## ABOUT THIS EXERCISE:
Nothing in the data may be altered; restate all of it exactly.

------------

PR #1798, opened 2023-05-20
Account for weave delay for buff windows

Maliziacat:
**Issue:** GNB's No Mercy window asks for 9 GCDs for an estimated 2.49 GCD.

**Fix:** Introduce a very conservative weave delay estimate for buff windows to the ExpectedGcdCountEvaluator module.

Because buffs with stacks (Meikyo Shisui, Blood Weapon, Swiftcast, Zoe) end immediately after the stack is consumed, this weave delay calculation would change the GCD incorrectly. Buffs with stacks are excluded from this change.

**Test Plan:**
The following buffs use this module: DRG (Dragon Sight, Battle Litany, Lance Charge), DRK (Blood Weapon), PLD (Fight or Flight, Tincture), SAM (Meikyo Shisui), GNB (No Mercy), BRD (Raging Strikes), MNK (Riddle of Fire), NIN (Trick Attack), SGE (Zoe), AST/SGE/RDM/SMN/WHM (Swiftcast).

I used the following logs to compare buff modules:

https://www.fflogs.com/reports/zHFwdv9bkBPgnYVX - test logs for DRG, DRK, PLD 2.44, 2.50, SAM, GNB 2.44, 2.45, 2.46, 2.49, 2.50, BRD, MNK, NIN, SGE. Each job includes both successful and failed buff windows. PLD/GNB include some early deaths during buff window.
- fight 2 GNB 2.44 expects 7 GCDs instead of 8. It's an early death so probably OK.
- fight 14 GNB 2.45 expects 6 GCDs instead of 7. Another early death.
- fight 18, 19, 20 at GNB 2.49 expects 8 GCDs instead of 9. Intended change.

https://xivanalysis.com/fflogs/NHyJtja7kGMDLFCY - GNB at 2.49 (fight 4) vs 2.50 (fight 14)
- fight 4 GNB expects 8 GCDs. Intended change.

https://xivanalysis.com/fflogs/myFVR4WGCZ6PBhgH/ - tests logs for PLD at 2.42, 2.43, 2.50, MNK at 1.94, 2.00, and SSS 4.0, RDM swiftcast, PLD tincture
- no changes

https://xivanalysis.com/fflogs/72pCAcYwRXyjqhDF#fight=12&type=damage-done - high end MNK, DRK, GNB
- no changes

https://xivanalysis.com/fflogs/9k4hq3BLF8RDnaMQ#fight=23&type=damage-done - another high end MNK, DRK, GNB with GNB at 2.49 estimated GCD
- GNB now shows 8/8 GCDs on No Mercy

https://xivanalysis.com/fflogs/6WY24f7gPNThBnxA#fight=13&type=damage-done - PLD with 2.49 estimated GCD on fight 9
- no changes

### DIFF
--- a/src/parser/core/modules/ActionWindow/evaluators/ExpectedGcdCountEvaluator.tsx
+++ b/src/parser/core/modules/ActionWindow/evaluators/ExpectedGcdCountEvaluator.tsx
@@ -12,8 +12,7 @@ const weaveDelay = 250
 
 // exported for use in AllowedGcdsOnlyEvaluator
 export function calculateExpectedGcdsForTime(defaultExpected: number, gcdEstimate: number, start: number, end?: number) {
-	const duration = Math.max((end ?? start) - start, 1)
-	return Math.min(defaultExpected, Math.ceil(duration / gcdEstimate))
+	return Math.min(defaultExpected, Math.ceil(((end ?? start) - start) / gcdEstimate))
 }
 
 interface ExpectedGcdCountOptions {
--- a/src/parser/core/modules/ActionWindow/evaluators/ExpectedGcdCountEvaluator.tsx
+++ b/src/parser/core/modules/ActionWindow/evaluators/ExpectedGcdCountEvaluator.tsx
@@ -112,7 +112,7 @@ export class ExpectedGcdCountEvaluator implements WindowEvaluator {
 		if (!this.hasStacks) {
 			adjustedStart += weaveDelay
 		}
-		
+
 		return calculateExpectedGcdsForTime(this.expectedGcds, this.globalCooldown.getDuration(), adjustedStart, window.end) + this.adjustCount(window)
 	}
 
--- a/src/parser/core/modules/ActionWindow/evaluators/ExpectedGcdCountEvaluator.tsx
+++ b/src/parser/core/modules/ActionWindow/evaluators/ExpectedGcdCountEvaluator.tsx
@@ -6,9 +6,12 @@ import {EvaluatedAction} from '../EvaluatedAction'
 import {HistoryEntry} from '../History'
 import {EvaluationOutput, WindowEvaluator} from './WindowEvaluator'
 
+// 700ms weave delay with "ok" ping
+const weaveDelay = 700
+
 // exported for use in AllowedGcdsOnlyEvaluator
 export function calculateExpectedGcdsForTime(defaultExpected: number, gcdEstimate: number, start: number, end?: number) {
-	return Math.min(defaultExpected, Math.ceil(((end ?? start) - start) / gcdEstimate))
+	return Math.min(defaultExpected, Math.ceil(Math.max((end ?? start) - start - weaveDelay, 0) / gcdEstimate))
 }
 
 interface ExpectedGcdCountOptions {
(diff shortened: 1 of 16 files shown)


Rjb99:
I haven't fully read this yet. But I'm not sure I like the idea of windows adjusting themselves based on death. I feel like that might be confusing to users unless we add a note to explain they died mid buff window.

Maliziacat:
> I haven't fully read this yet. But I'm not sure I like the idea of windows adjusting themselves based on death. I feel like that might be confusing to users unless we add a note to explain they died mid buff window.

I actually did not introduce that behavior! This was already baked into the analysis tool. Your buff expires on death, so we look at the shortened buff duration.

src/parser/core/modules/ActionWindow/evaluators/ExpectedGcdCountEvaluator.tsx
```diff
@@ -6,9 +6,23 @@ import {EvaluatedAction} from '../EvaluatedAction'
...
+
+	// Buffs with stacks have durations tightly coupled to the GCD
+	// and do not benefit from accounting for weave delay
+	if (!hasStacks) {
+		usableWindow -= weaveDelay
+	}
+
+	usableWindow = Math.max(usableWindow, 1)
+
+	return Math.min(defaultExpected, Math.ceil(usableWindow / gcdEstimate))
```
AzariahAeroborn: I would prefer to see the window adjustment logic in the `calculateExpectedGcdsForWindow` function instead, and this function should just naively take start and end values of a time range, and not care about whether the underlying buff has stacks.  As is, this change is going to cause a change to the way Dragon Sight calculates "forgiven" GCDs when the tether partner dies and may result in forgiving one GCD too few (or having a really counterintuitive need to pass "true" hasStacks on that forgiveness calculation).

src/parser/jobs/gnb/modules/NoMercy.tsx
```diff
@@ -77,10 +78,11 @@ export class NoMercy extends BuffWindow {
 		this.addEvaluator(new ExpectedGcdCountEvaluator({
 			expectedGcds: EXPECTED_USES.GCD,
 			globalCooldown: this.globalCooldown,
+			hasStacks: false,
 			suggestionIcon,
 			suggestionContent: <Trans id="gnb.nomercy.suggestions.gcds.content">
-				Try to land 9 GCDs during every <ActionLink action="NO_MERCY" /> window. A 20 second duration is sufficient
-					to comfortably fit 9 GCDs with full uptime if you wait until the last one-third of your GCD timer to activate it.
+				Try to land {EXPECTED_USES.GCD} GCDs ({EXPECTED_USES.GCD_SLOW} without gearing skill speed) during every <ActionLink action="NO_MERCY" /> window.
```
AzariahAeroborn: Should this copy specify the GCD threshold that's too slow to fit 9 GCDs?  Seems ambiguous as written.

AzariahAeroborn (changes requested):

src/parser/jobs/gnb/modules/NoMercy.tsx
Maliziacat: Something like this?
"Try to land {EXPECTED_USES.GCD} weaponskills ({EXPECTED_USES.GCD_SLOW} weaponskills at {GCD_SLOW} GCD or slower) during every <ActionLink action="NO_MERCY" /> window."

Or without the variable names,
"Try to land 9 weaponskills (8 weaponskills at 2.47 GCD or slower) during every No Mercy window."

AzariahAeroborn: That seems like an improvement to me.

AzariahAeroborn (approved):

------------

## RESULT:
PR #1798, opened 2023-05-20
Account for weave delay for buff windows

Maliziacat:
**Issue:** GNB's No Mercy window asks for 9 GCDs for an estimated 2.49 GCD.

**Fix:** Introduce a very conservative weave delay estimate for buff windows to the ExpectedGcdCountEvaluator module.

Because buffs with stacks (Meikyo Shisui, Blood Weapon, Swiftcast, Zoe) end immediately after the stack is consumed, this weave delay calculation would change the GCD incorrectly. Buffs with stacks are excluded from this change.

**Test Plan:**
The following buffs use this module: DRG (Dragon Sight, Battle Litany, Lance Charge), DRK (Blood Weapon), PLD (Fight or Flight, Tincture), SAM (Meikyo Shisui), GNB (No Mercy), BRD (Raging Strikes), MNK (Riddle of Fire), NIN (Trick Attack), SGE (Zoe), AST/SGE/RDM/SMN/WHM (Swiftcast).

I used the following logs to compare buff modules:

https://www.fflogs.com/reports/zHFwdv9bkBPgnYVX - test logs for DRG, DRK, PLD 2.44, 2.50, SAM, GNB 2.44, 2.45, 2.46, 2.49, 2.50, BRD, MNK, NIN, SGE. Each job includes both successful and failed buff windows. PLD/GNB include some early deaths during buff window.
- fight 2 GNB 2.44 expects 7 GCDs instead of 8. It's an early death so probably OK.
- fight 14 GNB 2.45 expects 6 GCDs instead of 7. Another early death.
- fight 18, 19, 20 at GNB 2.49 expects 8 GCDs instead of 9. Intended change.

https://xivanalysis.com/fflogs/NHyJtja7kGMDLFCY - GNB at 2.49 (fight 4) vs 2.50 (fight 14)
- fight 4 GNB expects 8 GCDs. Intended change.

https://xivanalysis.com/fflogs/myFVR4WGCZ6PBhgH/ - tests logs for PLD at 2.42, 2.43, 2.50, MNK at 1.94, 2.00, and SSS 4.0, RDM swiftcast, PLD tincture
- no changes

https://xivanalysis.com/fflogs/72pCAcYwRXyjqhDF#fight=12&type=damage-done - high end MNK, DRK, GNB
- no changes

https://xivanalysis.com/fflogs/9k4hq3BLF8RDnaMQ#fight=23&type=damage-done - another high end MNK, DRK, GNB with GNB at 2.49 estimated GCD
- GNB now shows 8/8 GCDs on No Mercy

https://xivanalysis.com/fflogs/6WY24f7gPNThBnxA#fight=13&type=damage-done - PLD with 2.49 estimated GCD on fight 9
- no changes

### DIFF
--- a/src/parser/core/modules/ActionWindow/evaluators/ExpectedGcdCountEvaluator.tsx
+++ b/src/parser/core/modules/ActionWindow/evaluators/ExpectedGcdCountEvaluator.tsx
@@ -12,8 +12,7 @@ const weaveDelay = 250
 
 // exported for use in AllowedGcdsOnlyEvaluator
 export function calculateExpectedGcdsForTime(defaultExpected: number, gcdEstimate: number, start: number, end?: number) {
-	const duration = Math.max((end ?? start) - start, 1)
-	return Math.min(defaultExpected, Math.ceil(duration / gcdEstimate))
+	return Math.min(defaultExpected, Math.ceil(((end ?? start) - start) / gcdEstimate))
 }
 
 interface ExpectedGcdCountOptions {
--- a/src/parser/core/modules/ActionWindow/evaluators/ExpectedGcdCountEvaluator.tsx
+++ b/src/parser/core/modules/ActionWindow/evaluators/ExpectedGcdCountEvaluator.tsx
@@ -112,7 +112,7 @@ export class ExpectedGcdCountEvaluator implements WindowEvaluator {
 		if (!this.hasStacks) {
 			adjustedStart += weaveDelay
 		}
-		
+
 		return calculateExpectedGcdsForTime(this.expectedGcds, this.globalCooldown.getDuration(), adjustedStart, window.end) + this.adjustCount(window)
 	}
 
--- a/src/parser/core/modules/ActionWindow/evaluators/ExpectedGcdCountEvaluator.tsx
+++ b/src/parser/core/modules/ActionWindow/evaluators/ExpectedGcdCountEvaluator.tsx
@@ -6,9 +6,12 @@ import {EvaluatedAction} from '../EvaluatedAction'
 import {HistoryEntry} from '../History'
 import {EvaluationOutput, WindowEvaluator} from './WindowEvaluator'
 
+// 700ms weave delay with "ok" ping
+const weaveDelay = 700
+
 // exported for use in AllowedGcdsOnlyEvaluator
 export function calculateExpectedGcdsForTime(defaultExpected: number, gcdEstimate: number, start: number, end?: number) {
-	return Math.min(defaultExpected, Math.ceil(((end ?? start) - start) / gcdEstimate))
+	return Math.min(defaultExpected, Math.ceil(Math.max((end ?? start) - start - weaveDelay, 0) / gcdEstimate))
 }
 
 interface ExpectedGcdCountOptions {
(diff shortened: 1 of 16 files shown)


Rjb99:
I haven't fully read this yet. But I'm not sure I like the idea of windows adjusting themselves based on death. I feel like that might be confusing to users unless we add a note to explain they died mid buff window.

Maliziacat:
> I haven't fully read this yet. But I'm not sure I like the idea of windows adjusting themselves based on death. I feel like that might be confusing to users unless we add a note to explain they died mid buff window.

I actually did not introduce that behavior! This was already baked into the analysis tool. Your buff expires on death, so we look at the shortened buff duration.

src/parser/core/modules/ActionWindow/evaluators/ExpectedGcdCountEvaluator.tsx
```diff
@@ -6,9 +6,23 @@ import {EvaluatedAction} from '../EvaluatedAction'
...
+
+	// Buffs with stacks have durations tightly coupled to the GCD
+	// and do not benefit from accounting for weave delay
+	if (!hasStacks) {
+		usableWindow -= weaveDelay
+	}
+
+	usableWindow = Math.max(usableWindow, 1)
+
+	return Math.min(defaultExpected, Math.ceil(usableWindow / gcdEstimate))
```
AzariahAeroborn: I would prefer to see the window adjustment logic in the `calculateExpectedGcdsForWindow` function instead, and this function should just naively take start and end values of a time range, and not care about whether the underlying buff has stacks.  As is, this change is going to cause a change to the way Dragon Sight calculates "forgiven" GCDs when the tether partner dies and may result in forgiving one GCD too few (or having a really counterintuitive need to pass "true" hasStacks on that forgiveness calculation).

src/parser/jobs/gnb/modules/NoMercy.tsx
```diff
@@ -77,10 +78,11 @@ export class NoMercy extends BuffWindow {
 		this.addEvaluator(new ExpectedGcdCountEvaluator({
 			expectedGcds: EXPECTED_USES.GCD,
 			globalCooldown: this.globalCooldown,
+			hasStacks: false,
 			suggestionIcon,
 			suggestionContent: <Trans id="gnb.nomercy.suggestions.gcds.content">
-				Try to land 9 GCDs during every <ActionLink action="NO_MERCY" /> window. A 20 second duration is sufficient
-					to comfortably fit 9 GCDs with full uptime if you wait until the last one-third of your GCD timer to activate it.
+				Try to land {EXPECTED_USES.GCD} GCDs ({EXPECTED_USES.GCD_SLOW} without gearing skill speed) during every <ActionLink action="NO_MERCY" /> window.
```
AzariahAeroborn: Should this copy specify the GCD threshold that's too slow to fit 9 GCDs?  Seems ambiguous as written.

AzariahAeroborn (changes requested):

src/parser/jobs/gnb/modules/NoMercy.tsx
Maliziacat: Something like this?
"Try to land {EXPECTED_USES.GCD} weaponskills ({EXPECTED_USES.GCD_SLOW} weaponskills at {GCD_SLOW} GCD or slower) during every <ActionLink action="NO_MERCY" /> window."

Or without the variable names,
"Try to land 9 weaponskills (8 weaponskills at 2.47 GCD or slower) during every No Mercy window."

AzariahAeroborn: That seems like an improvement to me.

AzariahAeroborn (approved):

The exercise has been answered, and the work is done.